What to work on: Beginning at the top of the material, repeat each line exactly, and stop once the line with "## To Reproduce" has been written.

- - - - -

PR #493, opened 2021-04-29
Always pick up instance variables when accessing controller

### LINKED ISSUE #471: Lost Instance Variables
## Describe the bug

Calling controller in a before_reflex keeps instance variables set in the reflex from being accessible in the view. Discord conversation [here](https://discord.com/channels/629472241427415060/733725826411135107/821352741020368907).

## To Reproduce

Here is an MVCE to demonstrate the behavior: https://github.com/jonsgreen/stimulus_reflex_input_bug/tree/lost-instance-variables-bug. 

If you update the message comment you will see that the message is updated but the `@comment` set in the does not transfer to the view.  If you comment out: https://github.com/jonsgreen/stimulus_reflex_input_bug/blob/lost-instance-variables-bug/app/reflexes/message_reflex.rb#L4 then it does. 

## Expected behavior

Expect all instance variables set in a reflex to be available when rendering. 

### StimulusReflex

- Gem: [e.g.  3.4.1]
- Node package: [e.g. 3.4.1]

### External tools

- Ruby: [e.g. 2.6.5]
- Rails: [e.g. 6.0.3]

leastbad:

Bug fix

## Description

Changes `Reflex#controller` so that it adds any ivars to the controller instance, even if it's been previously memoized.

Fixes #471

## Why should this be added

Since `controller` is memoized, if it is called in a `before_reflex` callback, any instance variables set in the main Reflex method will not be present in the controller when the page is rendered.

## Checklist

### DIFF
--- a/lib/stimulus_reflex/reflex.rb
+++ b/lib/stimulus_reflex/reflex.rb
@@ -98,11 +98,12 @@ class StimulusReflex::Reflex
     @controller ||= begin
       controller_class.new.tap do |c|
         c.instance_variable_set :"@stimulus_reflex", true
-        instance_variables.each { |name| c.instance_variable_set name, instance_variable_get(name) }
         c.set_request! request
         c.set_response! controller_class.make_response!(request)
       end
     end
+    instance_variables.each { |name| @controller.instance_variable_set name, instance_variable_get(name) }
+    @controller
   end
 
   def controller?


julianrubisch:
LGTM, would be cool if @jonsgreen could cross check

jonsgreen:
@leastbad @julianrubisch I have also now confirmed that this is fixed on my MVCE. Thanks you for attending to these bugs on top of all the great feature work, documentation and support communication!

PR #494, opened 2021-04-29
Prevent install script from choking on magic comments via hard-coded line numbers

### LINKED ISSUE #429: Installer can insert session_store config in wrong place
# Bug Report

## Describe the bug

- - - - -

Written solution:
PR #493, opened 2021-04-29
Always pick up instance variables when accessing controller

### LINKED ISSUE #471: Lost Instance Variables
## Describe the bug

Calling controller in a before_reflex keeps instance variables set in the reflex from being accessible in the view. Discord conversation [here](https://discord.com/channels/629472241427415060/733725826411135107/821352741020368907).

## To Reproduce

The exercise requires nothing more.